Figures 3(d)−(f) present the NIR camera images obtained at I = 1.2 I_th. The intensities of the emission spots in Figs. 3(d) and 3(e) are much smaller than those in Fig. 3(f). The power of the light scattered at the output port into the z-direction is also small, 0.08 × P_surface at I = 4520 nW. This is 10 times smaller than that of cavity #1. These results strongly suggest that the conventional Raman laser emits most of the laser light from the cavity into free space.

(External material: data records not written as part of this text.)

PR #5279, opened 2026-09-11
feat(convert): passthrough-exact-format copies matching syft-json input unchanged

juanjsebgarcia:
## Description

`syft convert` always decodes the input and re-encodes it, even when the input is already in the exact format and version that was requested. For large SBOMs that round trip is expensive (minutes and many gigabytes for a 1GB document) and it is also lossy, so callers who normalise SBOMs into a target format without knowing whether the source already matches pay for nothing.

This PR does three things, one per commit:

1. **`convert.passthrough-exact-format`** (`feat`). When a **syft-json** input SBOM exactly matches a requested `-o` output's format and schema version, the input bytes are written to that output verbatim instead of being decoded and re-encoded. Any other input format is always converted. Outputs that do not match are still converted, so a mixed set of `-o` values works as expected, and all outputs are resolved and validated before anything is written, so a bad `-o` value fails without leaving partial results.

   The behaviour is opt-in and **configuration-only**: `convert.passthrough-exact-format: true` in the config file, or `SYFT_CONVERT_PASSTHROUGH_EXACT_FORMAT=true` in the environment. There is deliberately no command-line flag, since this changes how every invocation in a pipeline behaves rather than varying call by call. It defaults to off, so default behaviour is unchanged.

   When enabled, a warning is logged stating so and noting the syft-json-only scope. A second warning is logged whenever an input is found to match and the shortcut is actually taken.

2. **Stream the pass-through instead of buffering the input** (`perf`). Identification, copy and decode all run over a seekable reader. File inputs are `io.Copy`'d straight to the output. STDIN is used in place when it is a redirected regular file and only read into memory when it is a pipe or terminal. Writing pass-through output over the input file itself is detected and left alone rather than truncating the file mid-copy.

3. **Identify syft-json documents from their tail** (`perf`). syft always writes the `schema` block as the last key of the document, so the syft-json decoder's `Identify` now reads at most 2MB from the end of a seekable input, finds the last `"schema"` key, and verifies it belongs to the top-level object by checking that exactly one closing brace ends the document. Anything the tail cannot vouch for (non-seekable input, a reordered document, a nested key) falls back to the existing full parse, so behaviour is unchanged for documents the fast path declines. The check is position-independent, so it also accepts documents whose keys have been sorted alphabetically (as Enterprise exports are), where `source` follows `schema`. Because `Decode` calls `Identify` first, this also removes one of the two full parses every syft-json conversion used to perform.

Supporting changes: the offset-aware reader handed to decoders now supports `io.SeekEnd`; `model.Document` documents that `Schema` must remain the last field, guarded by a test that the encoder writes it last in compact and pretty output; and `format.Decoders()` documents that syft-json must remain the first decoder tried.

### Caveats (documented in the config description and logged when enabled)

- Pass-through applies only to syft-json input, and only when the document's schema version is identical to the one this build of syft produces. An older schema document, or any other format, is always converted.
- Pass-through output is a byte-for-byte copy, so format options such as `format.pretty` and `format.json.legacy` are not applied to it.
- Memory is minimal only for file-path (or shell-redirected) input written with `-o <format>=<path>`. Piped input, or output to STDOUT, must hold the whole document in memory because a pipe cannot seek and the report bus carries a string.

### Performance

All measurements on an Apple M1 Max (10 cores, 32GB), macOS 26.5, using `/usr/bin/time -l`, with the update check disabled. Fixtures are real syft-json documents inflated to size with unique package ids and relationships, at the current schema version. Pass-through output was byte-compared against the input in every run and was identical.

**1GB syft-json document, `syft convert in.json -o syft-json=out.json`**

| Path | Wall | CPU time | Max RSS |
|---|---|---|---|
| `main`, full re-encode | 86.3 s | 99.2 s | 12.0 GB |
| This PR, full re-encode (option off) | 75.2 s | 91.0 s | 9.9 GB |
| This PR, pass-through, file to file | **0.85 s** | **0.5 s** | **66 MB** |
| This PR, pass-through, stdin as redirect | 0.9 s | 0.5 s | 66 MB |
| This PR, pass-through, stdin as pipe | 1.65 s | 1.3 s | 2.7 GB |
| This PR, pass-through, to stdout | 1.46 s | 1.2 s | 3.2 GB |

Pass-through file to file is roughly **100x faster in wall time**, **200x cheaper in CPU**, and uses **180x less memory** than the re-encode on `main`. The remaining 0.85 s is kernel time copying the bytes. The full re-encode itself also improves by about 11 s and 2 GB because the document is no longer parsed twice.

**100MB syft-json document**

| Path | Wall | Max RSS |
|---|---|---|
| `main`, full re-encode | 7.8 s | 1.08 GB |
| This PR, full re-encode | 7.0 s | 1.09 GB |
| This PR, pass-through, file to file | 0.15 s | 65 MB |

**How the pass-through cost fell across the commits (1GB, file to file)**

| Stage | Wall | Max RSS | Dominant cost |
|---|---|---|---|
| Read input into memory, write from memory | 7.4 s | 4.2 GB | Full parse in `Identify` plus a 1GB copy of the input |
| Stream from the file with `io.Copy` | 7.0 s | 3.1 GB | Full parse in `Identify` (measured alone: 7.1 s, 3.1 GB) |
| Identify from the tail | 0.85 s | 66 MB | Copying bytes |

### CLI output

There is no new flag. `syft convert --help` gains one example:

```
  SYFT_CONVERT_PASSTHROUGH_EXACT_FORMAT=true syft convert img.syft.json -o syft-json=out.syft.json    copy the input to "out.syft.json" unchanged if it is already syft-json at the current schema version
```

With the option enabled, a run logs:

```
[0000]  WARN convert.passthrough-exact-format is enabled: syft-json input that already exactly matches a requested output format and schema version will be copied to that output unchanged (this does not apply to any other input format)
[0000]  WARN input already exactly matches the requested output format and schema version, copying it unchanged instead of converting it format=syft-json version=16.1.10 output=syft-json=out.syft.json
```

### Configuration

New `convert` section with one option, also settable as `SYFT_CONVERT_PASSTHROUGH_EXACT_FORMAT`:

```yaml
convert:
  # when a syft-json input SBOM already exactly matches the requested output format and schema version, copy it to that output unchanged instead of decoding and re-encoding it.
  # Note: this only applies to syft-json input, and only when the document's schema version is identical to the schema version this version of syft produces. Any other input is always converted.
  # Note: output written this way is a byte-for-byte copy of the input, so format options (such as 'format.pretty' or 'format.json.legacy') are not applied to it.
  # Note: to keep memory use minimal on large documents, give the input as a file path (or a shell redirect) and write the output with '-o <format>=<path>'. Piped input, or output to STDOUT, requires the whole document to be held in memory.
  passthrough-exact-format: false
```

### Regression matrix

31 end-to-end runs on 1GB-class documents comparing `main`, this branch with the option off, and this branch with the option on. Every output was validated for format and version, byte-compared to its input, and stderr checked for the two warnings. All outcomes were as intended; highlights:

| Input | Target | main | option off | option on |
|---|---|---|---|---|
| syft-json 16.1.10 (1028 MB) | syft-json | 82.5 s / 12.3 GB | 73.1 s / 12.6 GB | **0.80 s / 63 MB**, identical, copied |
| syft-json, keys sorted alphabetically | syft-json | | | **0.86 s / 63 MB**, identical, copied |
| syft-json, schema block mid-document | syft-json | 82.4 s | 82.8 s | 6.96 s / 3.1 GB, identical, copied via full-parse fallback |
| syft-json, older schema 16.0.0 | syft-json | 82.8 s | | 74.0 s, re-encoded as 16.1.10, not copied |
| syft-json 16.1.10 | cyclonedx-json@1.6 | 94.9 s | | 75.3 s, converted, not copied |
| syft-json 16.1.10 | spdx-json@2.3 | 100.2 s | | 85.0 s, converted, not copied |
| cyclonedx-json 1.6 (707 MB) | cyclonedx-json@1.6 | 54.3 s | 54.2 s | 63.6 s, converted, not copied |
| cyclonedx-json 1.6 | cyclonedx-json@1.5 | 54.3 s | | 63.2 s, converted, not copied |
| spdx-json 2.3 (119 MB) | spdx-json@2.3 | 68.2 s | 68.2 s | 70.4 s, converted, not copied |
| spdx-json 2.3 (119 MB) | spdx-json@2.2 | 70.2 s | | 77.2 s, converted, not copied |
| syft-json truncated at 858 MB | syft-json | exit 1 | | exit 1, same error |

Observations:

- With the option off, nothing is slower than `main`; syft-json re-encodes are 11 to 12 percent faster from the single identify pass.
- With the option on, non-syft-json input pays one extra identification pass (about 9 s on 707 MB of CycloneDX, 2 to 7 s on 119 MB of SPDX) because the syft-json tail check declines and its fallback parses the document before ruling it out. Reusing that result in the decode would remove it; left as a follow-up.
- SPDX decoding on `main` is quadratic, a separate pre-existing defect in `spdxhelpers.findRootPackages` addressed in its own PR, which is why the SPDX rows use smaller inputs.

## Type of change

## Checklist

  - `cmd/syft/internal/commands/convert_test.go`: output partitioning (alias, explicit version and path, older schema version, different format, mixed outputs, unknown format, non-syft-json input, unidentifiable input) and end-to-end `RunConvert` for file, redirected stdin, piped stdin, option off, non-syft-json input, `--file` fallback, in-place output, fail-before-write, missing input, undecodable input, and STDOUT publication via the report bus. Pretty-printed input is used so a verbatim copy is distinguishable from a re-encode.
  - `syft/format/syftjson/decoder_identify_test.go`: tail identification across syft key order, alphabetical order, pretty printing, CRLF and whitespace variants, nested schema keys, escaped schema text with braces inside strings, array wrapping, truncation (including inside a string), trailing content, non-syft URLs; a >2MB document over seekable, non-seekable, offset, and no-`SeekEnd` readers; reader position restoration; and a guard that the encoder writes `schema` last in compact and pretty output.
  - `syft/format/internal/stream/seekable_reader_test.go`: `SeekEnd` support and its lower bound.
  - `test/cli/convert_cmd_test.go`: pass-through driven by the environment variable against a built binary, asserting verbatim output, conversion of other formats, default-off behaviour, and the presence or absence of both warnings on stderr.
  - Full re-encode output is unchanged and its timings are equal or better than `main` at 100MB and 1GB, file and pipe input.
  - All unit tests under `cmd/syft/internal`, `syft/format` and `internal` pass apart from those requiring a Docker daemon to build image fixtures, which were not run locally.
  - Per-function coverage of the changed code: `partitionOutputsBySourceFormat` 90%, `RunConvert` 86%, `identifyFromTailBytes` 100%, `closesTopLevelObject` 95%, `identifyFromTail` 68% (remaining lines are seek and read error injection).

## Issue references

No linked issue. Motivated by anchorectl, which embeds `syft convert` to normalise SBOMs and wants to skip the round trip when the source already matches the target.

### DIFF
--- a/cmd/syft/internal/commands/convert.go
+++ b/cmd/syft/internal/commands/convert.go
@@ -1,24 +1,32 @@
 package commands
 
 import (
+	"bytes"
 	"fmt"
 	"io"
 	"os"
+	"path/filepath"
+	"strings"
 
 	"github.com/spf13/cobra"
 
 	"github.com/anchore/clio"
+	"github.com/anchore/go-homedir"
 	"github.com/anchore/syft/cmd/syft/internal/options"
 	"github.com/anchore/syft/cmd/syft/internal/ui"
 	"github.com/anchore/syft/internal"
+	"github.com/anchore/syft/internal/bus"
 	"github.com/anchore/syft/internal/log"
 	"github.com/anchore/syft/syft/format"
+	"github.com/anchore/syft/syft/format/syftjson"
+	"github.com/anchore/syft/syft/sbom"
 )
 
 const (
 	convertExample = `  {{.appName}} {{.command}} img.syft.json -o spdx-json                      convert a syft SBOM to spdx-json, output goes to stdout
   {{.appName}} {{.command}} img.syft.json -o cyclonedx-json=img.cdx.json    convert a syft SBOM to CycloneDX, output is written to the file "img.cdx.json"
   {{.appName}} {{.command}} - -o spdx-json                                  convert an SBOM from STDIN to spdx-json
+  SYFT_CONVERT_PASSTHROUGH_EXACT_FORMAT=true {{.appName}} {{.command}} img.syft.json -o syft-json=out.syft.json    copy the input to "out.syft.json" unchanged if it is already syft-json at the current schema version
 `
 )
 
@@ -26,6 +34,7 @@ type ConvertOptions struct {
 	options.Config      `yaml:",inline" mapstructure:",squash"`
 	options.Output      `yaml:",inline" mapstructure:",squash"`
 	options.UpdateCheck `yaml:",inline" mapstructure:",squash"`
+	Convert             options.Convert `yaml:"convert" json:"convert" mapstructure:"convert"`
 }
 
 func Convert(app clio.Application) *cobra.Command {
@@ -34,6 +43,7 @@ func Convert(app clio.Application) *cobra.Command {
 	opts := &ConvertOptions{
 		UpdateCheck: options.DefaultUpdateCheck(),
 		Output:      options.DefaultOutput(),
+		Convert:     options.DefaultConvert(),
 	}
 
 	return app.SetupCommand(&cobra.Command{
@@ -62,30 +72,45 @@ func validateConvertArgs(cmd *cobra.Command, args []string) error {
 func RunConvert(opts *ConvertOptions, userInput string) error {
 	log.Warn("convert is an experimental feature, run `syft convert -h` for help")
 
-	writer, err := opts.SBOMWriter()
+	content, err := readConvertInput(userInput)
 	if err != nil {
 		return err
 	}
 
-	var reader io.ReadSeekCloser
+	outputs := opts.Outputs
+	var unchanged []string
+	if opts.Convert.PassthroughExactFormat {
+		log.Warn("convert.passthrough-exact-format is enabled: syft-json input that already exactly matches a requested output format and schema version will be copied to that output unchanged (this does not apply to any other input format)")
 
-	if userInput == "-" {
-		// though os.Stdin is an os.File, it does not support seeking
-		// you will get errors such as "seek /dev/stdin: illegal seek".
-		// We need to buffer what we read.
-		reader = internal.NewBufferedSeeker(os.Stdin)
-	} else {
-		f, err := os.Open(userInput)
+		unchanged, outputs, err = partitionOutputsBySourceFormat(opts.Output, content)
 		if err != nil {
-			return fmt.Errorf("failed to open SBOM file: %w", err)
+			return err
 		}
-		defer func() {
-			_ = f.Close()
-		}()
-		reader = f
 	}
 
-	s, _, _, err := format.Decode(reader)
+	// resolve (and validate) every output that needs converting before writing anything, so that
+	// a bad -o value fails the command without leaving partial results behind
+	var writer sbom.Writer
+	if len(outputs) > 0 {
+		outputOpts := opts.Output
+		outputOpts.Outputs = outputs
+		writer, err = outputOpts.SBOMWriter()
+		if err != nil {
+			return err
+		}
+	}
+
+	for _, output := range unchanged {
+		if err := writeUnchanged(output, opts.LegacyFile, content); err != nil {
+			return err
+		}
+	}
+
+	if writer == nil {
+		return nil
+	}
+
+	s, _, _, err := format.Decode(bytes.NewReader(content))
 	if err != nil {
 		return fmt.Errorf("failed to decode SBOM: %w", err)
 	}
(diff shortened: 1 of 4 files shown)


cmd/syft/internal/commands/convert.go
```diff
@@ -100,3 +132,150 @@ func RunConvert(opts *ConvertOptions, userInput string) error {
...
+// place; a pipe or terminal cannot seek (you will get errors such as "seek /dev/stdin: illegal seek"), so it is
+// read fully into memory instead.
+func openStdin() (io.ReadSeekCloser, error) {
+	if info, err := os.Stdin.Stat(); err == nil && info.Mode().IsRegular() {
+		if start, err := os.Stdin.Seek(0, io.SeekCurrent); err == nil {
+			return readSeekNopCloser{io.NewSectionReader(os.Stdin, start, info.Size()-start)}, nil
+		}
+	}
+
+	content, err := io.ReadAll(os.Stdin) //nolint:gocritic // a piped SBOM has no known size and must be buffered to be seekable
```
wagoodman: We've been bitten by io.ReadAll like this before; related, we've recently added an internal spillover buffer implementation that will automatically overflow to disk when we're reading "too much" into memory, but it's transparent to the caller. Can you use this instead of copying all of the contents to memory since we just need to return a reader?

juanjsebgarcia: Done, thanks for the pointer. The piped-STDIN path now drains into an internal/spillbuf buffer (io.Copy into an io.NewOffsetWriter, then an io.NewSectionReader over it for identify/copy/decode), rooted per invocation via internal/tmpdir so it lands under the user's TMPDIR, is created lazily only when the 1MB memory tier overflows, and is removed on return. A TempDir already on the context is reused, mirroring syft.CreateSBOM. The regular-file STDIN and path-argument branches are unchanged, and the io.ReadAll nolint on that line is gone. The remaining io.ReadAll is the STDOUT path, where the report bus needs a string. Measured on a 1GB syft-json document piped with pass-through enabled: 2.7GB max RSS before, 66MB after (1.3s vs 1.8s wall). Also exercised: read-only or missing TMPDIR fails cleanly with no partial output, sub-1MB input never creates a temp dir, three concurrent pipes sharing one TMPDIR, and a slow producer where the spill file was observed mid-run and gone afterwards. Folded into the streaming commit.

wagoodman:
Made a couple of changes:

- the tail-based `Identify` trusts the last 2MB without checking those bytes belong to the document the reader is pointed at, so it started saying yes to things it can't decode: a syft-json file with a BOM or a stray log line in front, or a cyclonedx doc followed by a syft one, where `format.Decode` returned nil error with an empty SBOM instead of failing. (that last one isn't convert-only, the sbom cataloger runs `format.Decode` over a bunch of globs during a normal scan)

Fixed with two O(1) checks: the first byte at the reader's position has to be `{`, and `Decode` now errors instead of handing back an empty SBOM when the parsed document has no schema version.

- A smaller one: `syft convert - -o syft-json=sbom.json < sbom.json` truncated the file and exited 0. The `isSameFile` guard was the right idea, it just compared paths and a redirect doesn't have one. Compares `os.FileInfo` now.

cmd/syft/internal/commands/convert.go
```diff
@@ -100,3 +145,171 @@ func RunConvert(opts *ConvertOptions, userInput string) error {
...
+		path = defaultFile
+	}
+
+	if path == "" {
+		// the report bus only carries strings, so STDOUT output must be materialized in memory
+		content, err := io.ReadAll(reader) //nolint:gocritic // the whole SBOM is the report; there is no meaningful bound
+		if err != nil {
+			return fmt.Errorf("unable to read SBOM: %w", err)
+		}
+		bus.Report(string(content))
```
wagoodman, line 272: Just commentary for another time: it'd be nice to one day have something like a `bus.ReportFromReader` However, I think there are downstream callers that are gonna do readalls anyway from it. So we need to simplify the downstream callers first before we try to introduce anything like that.

wagoodman (approved):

Figure 4(a) shows the normalized input–output characteristics of the four HM Raman lasers presented in Table 1 (we normalized the pump power to the threshold power for each sample). The black and orange curves correspond to P_surface and P_edge, respectively. Figure 4(b) shows the normalized input–output characteristics of the five conventional Raman lasers shown in Table 2. These figures clearly show the tendency of a larger P_edge for Raman lasers with HMs. The average P_{edge_max} of the four HM Raman lasers is 4.3 times larger than that of the five conventional Raman lasers.

Table 2. Measurement results for five conventional Raman lasers (λ_p, λ_S: resonance wavelengths, Δf: frequency spacing, Q_{p_exp} and Q_{S_exp}: actual Q values, I_th: threshold, P_{edge_max}: maximum P_edge)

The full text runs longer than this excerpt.